It’s Friday night. Party it up! Can’t have a good party without alcohol, right? But in the morning, somehow there’s a YouTube video of you dancing half-naked on a coffee table. Hungover, with your head leaning over the toilet seat, you say to yourself, "I wasn’t thinking."
The pregnancy test came out positive. "I wasn’t thinking."
The principle wants to know why you beat that poor girl’s face in for "flirting with your boyfriend". "I’m sorry, Mr. Becker, I wasn’t thinking." The midterms come and go. You glance at your score and cringe. Looks like you’re going to have to retake that class…again. "I wasn’t thinking." Of course you weren’t. You had spent the entire semester cheating off the nerd to the right of you.
Countless times we do things in the spur of the moment without even halting for a second to analyze how this is going to affect the future. "It’s just a one time thing" takes second place to the previously mentioned excuse. Instead of wasting time coming up with reassurances, why not put that energy into at least trying to understand that "one timers" turn into habits, turn into crutches that we later begin to rely on.
Once you experience that high, it’s really hard to go back—from alcohol, from drugs, from finally getting that A (even if it was the result of skillful cheating), releasing your anger out on whoever even dared to give you a dirty look, etc. But is getting that high, that adrenaline rush, even worth it if it’ll have a negative effect?
But that’s the thing. So many young girls and boys wouldn’t be out there doing half the things they do if they only realized how these things would affect them. As teens, we like to live off the present. "Why worry about the future?" they say. "Live life as if there’s no tomorrow!" But how you live today affects how you will live tomorrow.
How you finish one thing is how you will start another. What you put in today is exactly what you will get out tomorrow.
In the spur of the moment, alcohol feels…good. After a while, you become dependent on it for a "good time" and doing anything else seems boring and simply…out of the question. But there’s a reason the legal drinking age is 21 and not 12. Our frontal lobe is not developed until around the age of 22, and the law is trying to preserve it.
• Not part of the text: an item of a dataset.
PR #188, opened 2017-09-06
Fixed issue where all events were incorrectly handled asynchronously. 

ajoymajumdar:
Pre-events needed to be handled synchronously. Also made other minor fixes.

- Added &rewriteBatchedStatements=true to mysql jdbc url to enable batch updates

While cheating on a test may not have any physical outcomes, it also turns into a dependency. There’s no need to study for that quiz when you know the kid next to you has the best GPA in the class, right? When this becomes a habit, you get into college and see just how far apart the desks are from one another. Then you realize you’re screwed. Looks like you’ll have to resort to that studying thing the rest of the school did while you were busy updating your MySpace™ page. Or you may not be so lucky. If you are caught cheating, it’s the school’s right and policy to put you on a list that will follow you around for the rest of your life, making it a considerable amount harder to get into a desirable college.
Who ever heard of sitting down and talking to resolve a problem? No way! That’s what boring adults do. The cool thing to do is to fight it out, right? It’s instant attention. And on top of getting your teeth messed up, you gain yourself a reputation—whether you want it or not. People’s outlook on you changes, even if they were the same people whistling and cheering you on as you blew that final punch. During a fight, the last thing people realize is that—even though it is a big world—we all still share it.
The people we disrespect, gossip about, cheat off of, etc. are the same people who may very well become our boss one day. Seems unlikely? The risk’s not worth it—wait and see.
Not all consequences are bad. What you choose to plant today is what you will harvest tomorrow. The better the choices, the better the outcome. Life is a long math equation. We don’t always see the solution right away, but what you add and subtract now is what we will equal later. What is fun now is not always worth it later. Let’s prove statistics wrong and make the best of our undeveloped minds! Remember, you only have one life to live…but if you live it right, once is enough.